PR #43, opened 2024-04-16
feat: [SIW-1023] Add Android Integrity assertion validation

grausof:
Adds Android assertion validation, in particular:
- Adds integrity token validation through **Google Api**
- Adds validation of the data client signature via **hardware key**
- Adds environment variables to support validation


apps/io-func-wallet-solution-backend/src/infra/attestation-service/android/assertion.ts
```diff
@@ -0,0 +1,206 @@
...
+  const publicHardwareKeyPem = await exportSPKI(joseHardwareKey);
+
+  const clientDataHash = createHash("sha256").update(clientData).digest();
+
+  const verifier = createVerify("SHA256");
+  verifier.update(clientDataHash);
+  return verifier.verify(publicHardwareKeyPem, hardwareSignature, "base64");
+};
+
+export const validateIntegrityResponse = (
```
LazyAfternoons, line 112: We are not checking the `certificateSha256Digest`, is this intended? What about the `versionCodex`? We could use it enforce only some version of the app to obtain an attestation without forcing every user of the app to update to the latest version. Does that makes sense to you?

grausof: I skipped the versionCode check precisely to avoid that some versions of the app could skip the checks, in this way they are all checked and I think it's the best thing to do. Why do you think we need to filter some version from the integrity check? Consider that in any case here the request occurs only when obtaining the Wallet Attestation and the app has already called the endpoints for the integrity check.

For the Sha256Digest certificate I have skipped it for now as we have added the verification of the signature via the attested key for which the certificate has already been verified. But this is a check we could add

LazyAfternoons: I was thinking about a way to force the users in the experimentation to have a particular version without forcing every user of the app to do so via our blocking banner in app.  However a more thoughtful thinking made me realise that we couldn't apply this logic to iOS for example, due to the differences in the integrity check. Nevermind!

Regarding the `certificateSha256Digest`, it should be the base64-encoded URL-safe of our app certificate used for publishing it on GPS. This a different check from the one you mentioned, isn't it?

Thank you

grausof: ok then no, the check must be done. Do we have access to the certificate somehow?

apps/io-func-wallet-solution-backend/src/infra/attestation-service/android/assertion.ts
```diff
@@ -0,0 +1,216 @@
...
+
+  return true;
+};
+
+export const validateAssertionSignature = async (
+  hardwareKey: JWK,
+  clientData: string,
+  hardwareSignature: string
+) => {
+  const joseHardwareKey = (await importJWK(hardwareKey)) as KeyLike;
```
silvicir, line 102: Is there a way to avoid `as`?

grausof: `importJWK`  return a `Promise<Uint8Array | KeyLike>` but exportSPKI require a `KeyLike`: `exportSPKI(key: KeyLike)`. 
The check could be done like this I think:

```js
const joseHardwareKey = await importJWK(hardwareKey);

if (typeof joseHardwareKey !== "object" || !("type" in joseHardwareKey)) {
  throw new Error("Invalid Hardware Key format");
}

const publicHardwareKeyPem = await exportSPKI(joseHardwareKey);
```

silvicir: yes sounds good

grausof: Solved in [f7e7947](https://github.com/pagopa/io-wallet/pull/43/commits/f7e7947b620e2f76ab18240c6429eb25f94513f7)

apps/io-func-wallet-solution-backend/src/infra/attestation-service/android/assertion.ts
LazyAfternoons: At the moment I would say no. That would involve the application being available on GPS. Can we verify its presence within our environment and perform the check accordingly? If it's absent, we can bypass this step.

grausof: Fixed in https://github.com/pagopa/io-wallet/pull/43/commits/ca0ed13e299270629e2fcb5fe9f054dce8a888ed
== == ==
Work order: Please give again, word for word, only the lines from the one holding "LazyAfternoons: At the" through the end of the listing above.

The answer:
LazyAfternoons: At the moment I would say no. That would involve the application being available on GPS. Can we verify its presence within our environment and perform the check accordingly? If it's absent, we can bypass this step.

grausof: Fixed in https://github.com/pagopa/io-wallet/pull/43/commits/ca0ed13e299270629e2fcb5fe9f054dce8a888ed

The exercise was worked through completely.